Description of the task =>
The entries below are to be repeated verbatim, in full.

Available data =>
PR #607, opened 2026-07-12
chore: respect `use_server_output_tokens` for non-streaming + metrics

czhu-cohere:
Extend the config option `use_server_output_tokens` introduced in https://github.com/kubernetes-sigs/inference-perf/pull/577 to apply to non-streaming case + other output metrics (output tok/s, goodput).


czhu-cohere:
hi @jjk-g do you mind taking a look at this change? thank you!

Answer to this exercise =>
PR #607, opened 2026-07-12
chore: respect `use_server_output_tokens` for non-streaming + metrics

czhu-cohere:
Extend the config option `use_server_output_tokens` introduced in https://github.com/kubernetes-sigs/inference-perf/pull/577 to apply to non-streaming case + other output metrics (output tok/s, goodput).


czhu-cohere:
hi @jjk-g do you mind taking a look at this change? thank you!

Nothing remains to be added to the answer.